GIVEN INFORMATION: Begin

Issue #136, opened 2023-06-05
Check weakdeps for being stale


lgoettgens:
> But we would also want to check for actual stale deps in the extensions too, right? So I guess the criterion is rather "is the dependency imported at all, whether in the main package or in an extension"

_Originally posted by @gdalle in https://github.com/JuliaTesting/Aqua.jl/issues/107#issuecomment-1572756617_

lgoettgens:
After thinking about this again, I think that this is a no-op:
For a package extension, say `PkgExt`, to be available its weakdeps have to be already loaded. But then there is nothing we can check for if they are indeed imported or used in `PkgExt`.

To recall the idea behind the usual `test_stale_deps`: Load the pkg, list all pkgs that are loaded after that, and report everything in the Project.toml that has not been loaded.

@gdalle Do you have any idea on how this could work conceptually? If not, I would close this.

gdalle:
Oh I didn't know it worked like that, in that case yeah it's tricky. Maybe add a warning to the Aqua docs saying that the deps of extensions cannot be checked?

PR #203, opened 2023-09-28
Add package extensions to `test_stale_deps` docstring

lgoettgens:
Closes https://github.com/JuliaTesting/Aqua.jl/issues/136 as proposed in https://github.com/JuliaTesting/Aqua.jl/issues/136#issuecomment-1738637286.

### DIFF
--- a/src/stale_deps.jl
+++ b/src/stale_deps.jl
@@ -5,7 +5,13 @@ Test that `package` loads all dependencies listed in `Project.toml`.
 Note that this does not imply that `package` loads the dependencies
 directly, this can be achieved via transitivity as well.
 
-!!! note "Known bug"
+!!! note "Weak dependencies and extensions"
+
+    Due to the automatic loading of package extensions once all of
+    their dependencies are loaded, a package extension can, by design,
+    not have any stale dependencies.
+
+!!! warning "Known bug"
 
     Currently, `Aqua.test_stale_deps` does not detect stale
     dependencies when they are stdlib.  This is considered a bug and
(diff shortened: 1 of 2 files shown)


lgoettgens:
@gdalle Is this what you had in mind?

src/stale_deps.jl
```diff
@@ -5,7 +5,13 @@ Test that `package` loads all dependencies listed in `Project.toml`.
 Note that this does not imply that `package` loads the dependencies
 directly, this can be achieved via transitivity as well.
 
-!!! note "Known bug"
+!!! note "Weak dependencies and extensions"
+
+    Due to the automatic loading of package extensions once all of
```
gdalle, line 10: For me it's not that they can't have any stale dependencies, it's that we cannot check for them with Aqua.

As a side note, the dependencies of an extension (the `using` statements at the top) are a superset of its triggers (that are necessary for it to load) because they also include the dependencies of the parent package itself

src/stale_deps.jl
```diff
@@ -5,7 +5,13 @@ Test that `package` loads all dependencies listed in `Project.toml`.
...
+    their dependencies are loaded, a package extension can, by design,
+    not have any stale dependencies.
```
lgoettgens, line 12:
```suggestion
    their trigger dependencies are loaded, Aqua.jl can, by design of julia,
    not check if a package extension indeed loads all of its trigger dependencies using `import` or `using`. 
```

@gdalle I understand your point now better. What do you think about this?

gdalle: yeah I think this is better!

GIVEN INFORMATION: End

DIRECTIONS
Would you give the number of lines of the data that include the string "cannot"? Nothing else is wanted.

SOLUTION FOR THIS TASK
2